• [What you will do] Please report how many lines in the data underneath hold the word "from", with no other text.

+++

PR #1546, opened 2020-12-11
Add MUI List and ListItem to ReExports

garrettjstevens:
This change (along with 582a9489f15406af81090a362ce2b4dbec102344 from #1503) are needed to allow the GDC Plugin to work (also see https://github.com/GMOD/jbrowse-plugin-gdc/pull/4).


cmdcolin:
I think an alternative is importing straight from {ListItem,List} = jbrequire('@material-ui/core') but we could add these for ease of use

rbuels:
@garrettjstevens does it work to do @cmdcolin 's suggestion? let's just close this PR if so, to keep re-exports from expanding

garrettjstevens:
Yeah, that works. Closing this.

+++

• [Exercise result] 3